## [Work task]
Set the data down again, word for word, as it appears below.

## [Entries supplied]
╭──
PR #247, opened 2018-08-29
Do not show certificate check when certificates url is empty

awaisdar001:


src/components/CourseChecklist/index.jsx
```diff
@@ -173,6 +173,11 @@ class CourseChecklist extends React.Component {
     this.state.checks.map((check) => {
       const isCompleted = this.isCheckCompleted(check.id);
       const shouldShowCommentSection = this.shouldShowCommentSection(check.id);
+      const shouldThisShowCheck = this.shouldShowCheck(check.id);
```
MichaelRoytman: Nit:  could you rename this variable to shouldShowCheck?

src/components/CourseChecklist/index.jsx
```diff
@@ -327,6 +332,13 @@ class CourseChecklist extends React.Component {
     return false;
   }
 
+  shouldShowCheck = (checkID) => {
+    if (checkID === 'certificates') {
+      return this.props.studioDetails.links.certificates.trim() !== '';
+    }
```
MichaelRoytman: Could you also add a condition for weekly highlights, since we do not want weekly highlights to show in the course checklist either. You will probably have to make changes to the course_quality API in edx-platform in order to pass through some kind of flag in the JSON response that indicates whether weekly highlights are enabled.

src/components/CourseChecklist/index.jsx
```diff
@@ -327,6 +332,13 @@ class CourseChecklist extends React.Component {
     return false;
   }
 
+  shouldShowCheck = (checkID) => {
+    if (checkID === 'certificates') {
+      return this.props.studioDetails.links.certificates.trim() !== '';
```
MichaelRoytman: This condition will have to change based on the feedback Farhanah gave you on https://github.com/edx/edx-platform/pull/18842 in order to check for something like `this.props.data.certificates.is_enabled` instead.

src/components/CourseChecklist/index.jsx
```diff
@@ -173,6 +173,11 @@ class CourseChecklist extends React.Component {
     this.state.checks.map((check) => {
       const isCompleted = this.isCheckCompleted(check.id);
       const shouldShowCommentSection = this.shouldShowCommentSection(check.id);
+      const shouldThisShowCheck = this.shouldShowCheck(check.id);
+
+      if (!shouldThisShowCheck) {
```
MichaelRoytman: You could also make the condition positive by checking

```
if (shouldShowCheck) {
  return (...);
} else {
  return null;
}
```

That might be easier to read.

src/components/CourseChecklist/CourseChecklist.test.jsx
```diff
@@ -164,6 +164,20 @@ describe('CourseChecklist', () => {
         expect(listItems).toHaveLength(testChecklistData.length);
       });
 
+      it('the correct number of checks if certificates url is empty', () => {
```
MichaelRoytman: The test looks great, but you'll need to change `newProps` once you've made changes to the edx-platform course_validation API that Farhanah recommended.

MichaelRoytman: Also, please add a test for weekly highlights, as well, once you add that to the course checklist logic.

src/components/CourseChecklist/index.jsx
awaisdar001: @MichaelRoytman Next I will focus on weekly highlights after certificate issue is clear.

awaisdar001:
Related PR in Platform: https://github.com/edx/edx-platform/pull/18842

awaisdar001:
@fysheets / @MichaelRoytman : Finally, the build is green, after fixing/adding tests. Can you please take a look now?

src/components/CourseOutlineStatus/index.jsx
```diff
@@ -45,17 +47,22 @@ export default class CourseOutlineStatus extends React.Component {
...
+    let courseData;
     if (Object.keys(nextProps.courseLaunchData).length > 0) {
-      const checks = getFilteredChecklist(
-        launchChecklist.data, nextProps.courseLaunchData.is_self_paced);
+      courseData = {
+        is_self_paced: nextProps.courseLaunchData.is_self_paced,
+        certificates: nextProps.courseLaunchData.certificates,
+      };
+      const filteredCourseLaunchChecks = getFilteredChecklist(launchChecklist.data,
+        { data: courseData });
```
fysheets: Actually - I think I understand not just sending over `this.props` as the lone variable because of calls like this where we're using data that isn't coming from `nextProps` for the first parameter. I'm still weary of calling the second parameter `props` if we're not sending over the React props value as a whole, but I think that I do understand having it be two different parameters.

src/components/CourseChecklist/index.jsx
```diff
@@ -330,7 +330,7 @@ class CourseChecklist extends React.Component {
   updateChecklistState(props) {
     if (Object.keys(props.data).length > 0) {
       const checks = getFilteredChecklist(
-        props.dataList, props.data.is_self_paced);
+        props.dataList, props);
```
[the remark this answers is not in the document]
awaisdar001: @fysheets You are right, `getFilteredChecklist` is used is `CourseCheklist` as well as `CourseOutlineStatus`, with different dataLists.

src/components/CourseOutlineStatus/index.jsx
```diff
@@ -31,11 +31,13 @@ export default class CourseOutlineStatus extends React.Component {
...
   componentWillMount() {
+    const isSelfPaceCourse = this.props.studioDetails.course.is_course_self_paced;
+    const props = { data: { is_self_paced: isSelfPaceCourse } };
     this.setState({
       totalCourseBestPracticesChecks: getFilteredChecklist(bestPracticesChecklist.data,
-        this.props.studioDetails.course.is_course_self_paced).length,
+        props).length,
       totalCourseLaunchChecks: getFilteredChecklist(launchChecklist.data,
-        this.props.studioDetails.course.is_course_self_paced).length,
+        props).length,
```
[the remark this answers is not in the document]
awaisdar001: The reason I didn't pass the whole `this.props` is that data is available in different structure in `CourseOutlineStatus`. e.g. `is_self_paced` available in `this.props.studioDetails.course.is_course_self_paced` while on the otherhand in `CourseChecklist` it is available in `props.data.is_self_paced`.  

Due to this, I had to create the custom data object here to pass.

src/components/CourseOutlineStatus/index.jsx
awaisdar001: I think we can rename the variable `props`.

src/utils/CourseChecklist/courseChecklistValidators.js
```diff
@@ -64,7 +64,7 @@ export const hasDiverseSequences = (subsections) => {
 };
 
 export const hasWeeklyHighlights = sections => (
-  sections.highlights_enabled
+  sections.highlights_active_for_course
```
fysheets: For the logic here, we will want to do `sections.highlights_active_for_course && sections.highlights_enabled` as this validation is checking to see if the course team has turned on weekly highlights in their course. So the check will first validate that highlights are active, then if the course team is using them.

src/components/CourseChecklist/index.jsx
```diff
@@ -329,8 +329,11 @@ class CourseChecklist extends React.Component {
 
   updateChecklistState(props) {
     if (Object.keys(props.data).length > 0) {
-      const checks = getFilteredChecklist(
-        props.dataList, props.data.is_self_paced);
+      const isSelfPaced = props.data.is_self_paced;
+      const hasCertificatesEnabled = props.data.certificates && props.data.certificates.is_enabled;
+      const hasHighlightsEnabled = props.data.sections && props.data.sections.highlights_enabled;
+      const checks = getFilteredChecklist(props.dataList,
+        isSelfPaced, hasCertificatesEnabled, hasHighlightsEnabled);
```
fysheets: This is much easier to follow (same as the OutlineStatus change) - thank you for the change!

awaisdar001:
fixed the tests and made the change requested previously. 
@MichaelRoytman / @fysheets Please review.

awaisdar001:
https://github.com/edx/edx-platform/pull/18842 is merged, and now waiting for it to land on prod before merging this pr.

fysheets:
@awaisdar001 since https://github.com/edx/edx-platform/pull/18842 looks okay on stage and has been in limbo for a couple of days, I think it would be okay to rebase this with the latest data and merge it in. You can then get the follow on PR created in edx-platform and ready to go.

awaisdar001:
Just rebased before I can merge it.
╰──
## [Written reply]
PR #247, opened 2018-08-29
Do not show certificate check when certificates url is empty

awaisdar001:


src/components/CourseChecklist/index.jsx
```diff
@@ -173,6 +173,11 @@ class CourseChecklist extends React.Component {
     this.state.checks.map((check) => {
       const isCompleted = this.isCheckCompleted(check.id);
       const shouldShowCommentSection = this.shouldShowCommentSection(check.id);
+      const shouldThisShowCheck = this.shouldShowCheck(check.id);
```
MichaelRoytman: Nit:  could you rename this variable to shouldShowCheck?

src/components/CourseChecklist/index.jsx
```diff
@@ -327,6 +332,13 @@ class CourseChecklist extends React.Component {
     return false;
   }
 
+  shouldShowCheck = (checkID) => {
+    if (checkID === 'certificates') {
+      return this.props.studioDetails.links.certificates.trim() !== '';
+    }
```
MichaelRoytman: Could you also add a condition for weekly highlights, since we do not want weekly highlights to show in the course checklist either. You will probably have to make changes to the course_quality API in edx-platform in order to pass through some kind of flag in the JSON response that indicates whether weekly highlights are enabled.

src/components/CourseChecklist/index.jsx
```diff
@@ -327,6 +332,13 @@ class CourseChecklist extends React.Component {
     return false;
   }
 
+  shouldShowCheck = (checkID) => {
+    if (checkID === 'certificates') {
+      return this.props.studioDetails.links.certificates.trim() !== '';
```
MichaelRoytman: This condition will have to change based on the feedback Farhanah gave you on https://github.com/edx/edx-platform/pull/18842 in order to check for something like `this.props.data.certificates.is_enabled` instead.

src/components/CourseChecklist/index.jsx
```diff
@@ -173,6 +173,11 @@ class CourseChecklist extends React.Component {
     this.state.checks.map((check) => {
       const isCompleted = this.isCheckCompleted(check.id);
       const shouldShowCommentSection = this.shouldShowCommentSection(check.id);
+      const shouldThisShowCheck = this.shouldShowCheck(check.id);
+
+      if (!shouldThisShowCheck) {
```
MichaelRoytman: You could also make the condition positive by checking

```
if (shouldShowCheck) {
  return (...);
} else {
  return null;
}
```

That might be easier to read.

src/components/CourseChecklist/CourseChecklist.test.jsx
```diff
@@ -164,6 +164,20 @@ describe('CourseChecklist', () => {
         expect(listItems).toHaveLength(testChecklistData.length);
       });
 
+      it('the correct number of checks if certificates url is empty', () => {
```
MichaelRoytman: The test looks great, but you'll need to change `newProps` once you've made changes to the edx-platform course_validation API that Farhanah recommended.

MichaelRoytman: Also, please add a test for weekly highlights, as well, once you add that to the course checklist logic.

src/components/CourseChecklist/index.jsx
awaisdar001: @MichaelRoytman Next I will focus on weekly highlights after certificate issue is clear.

awaisdar001:
Related PR in Platform: https://github.com/edx/edx-platform/pull/18842

awaisdar001:
@fysheets / @MichaelRoytman : Finally, the build is green, after fixing/adding tests. Can you please take a look now?

src/components/CourseOutlineStatus/index.jsx
```diff
@@ -45,17 +47,22 @@ export default class CourseOutlineStatus extends React.Component {
...
+    let courseData;
     if (Object.keys(nextProps.courseLaunchData).length > 0) {
-      const checks = getFilteredChecklist(
-        launchChecklist.data, nextProps.courseLaunchData.is_self_paced);
+      courseData = {
+        is_self_paced: nextProps.courseLaunchData.is_self_paced,
+        certificates: nextProps.courseLaunchData.certificates,
+      };
+      const filteredCourseLaunchChecks = getFilteredChecklist(launchChecklist.data,
+        { data: courseData });
```
fysheets: Actually - I think I understand not just sending over `this.props` as the lone variable because of calls like this where we're using data that isn't coming from `nextProps` for the first parameter. I'm still weary of calling the second parameter `props` if we're not sending over the React props value as a whole, but I think that I do understand having it be two different parameters.

src/components/CourseChecklist/index.jsx
```diff
@@ -330,7 +330,7 @@ class CourseChecklist extends React.Component {
   updateChecklistState(props) {
     if (Object.keys(props.data).length > 0) {
       const checks = getFilteredChecklist(
-        props.dataList, props.data.is_self_paced);
+        props.dataList, props);
```
[the remark this answers is not in the document]
awaisdar001: @fysheets You are right, `getFilteredChecklist` is used is `CourseCheklist` as well as `CourseOutlineStatus`, with different dataLists.

src/components/CourseOutlineStatus/index.jsx
```diff
@@ -31,11 +31,13 @@ export default class CourseOutlineStatus extends React.Component {
...
   componentWillMount() {
+    const isSelfPaceCourse = this.props.studioDetails.course.is_course_self_paced;
+    const props = { data: { is_self_paced: isSelfPaceCourse } };
     this.setState({
       totalCourseBestPracticesChecks: getFilteredChecklist(bestPracticesChecklist.data,
-        this.props.studioDetails.course.is_course_self_paced).length,
+        props).length,
       totalCourseLaunchChecks: getFilteredChecklist(launchChecklist.data,
-        this.props.studioDetails.course.is_course_self_paced).length,
+        props).length,
```
[the remark this answers is not in the document]
awaisdar001: The reason I didn't pass the whole `this.props` is that data is available in different structure in `CourseOutlineStatus`. e.g. `is_self_paced` available in `this.props.studioDetails.course.is_course_self_paced` while on the otherhand in `CourseChecklist` it is available in `props.data.is_self_paced`.  

Due to this, I had to create the custom data object here to pass.

src/components/CourseOutlineStatus/index.jsx
awaisdar001: I think we can rename the variable `props`.

src/utils/CourseChecklist/courseChecklistValidators.js
```diff
@@ -64,7 +64,7 @@ export const hasDiverseSequences = (subsections) => {
 };
 
 export const hasWeeklyHighlights = sections => (
-  sections.highlights_enabled
+  sections.highlights_active_for_course
```
fysheets: For the logic here, we will want to do `sections.highlights_active_for_course && sections.highlights_enabled` as this validation is checking to see if the course team has turned on weekly highlights in their course. So the check will first validate that highlights are active, then if the course team is using them.

src/components/CourseChecklist/index.jsx
```diff
@@ -329,8 +329,11 @@ class CourseChecklist extends React.Component {
 
   updateChecklistState(props) {
     if (Object.keys(props.data).length > 0) {
-      const checks = getFilteredChecklist(
-        props.dataList, props.data.is_self_paced);
+      const isSelfPaced = props.data.is_self_paced;
+      const hasCertificatesEnabled = props.data.certificates && props.data.certificates.is_enabled;
+      const hasHighlightsEnabled = props.data.sections && props.data.sections.highlights_enabled;
+      const checks = getFilteredChecklist(props.dataList,
+        isSelfPaced, hasCertificatesEnabled, hasHighlightsEnabled);
```
fysheets: This is much easier to follow (same as the OutlineStatus change) - thank you for the change!

awaisdar001:
fixed the tests and made the change requested previously. 
@MichaelRoytman / @fysheets Please review.

awaisdar001:
https://github.com/edx/edx-platform/pull/18842 is merged, and now waiting for it to land on prod before merging this pr.

fysheets:
@awaisdar001 since https://github.com/edx/edx-platform/pull/18842 looks okay on stage and has been in limbo for a couple of days, I think it would be okay to rebase this with the latest data and merge it in. You can then get the follow on PR created in edx-platform and ready to go.

awaisdar001:
Just rebased before I can merge it.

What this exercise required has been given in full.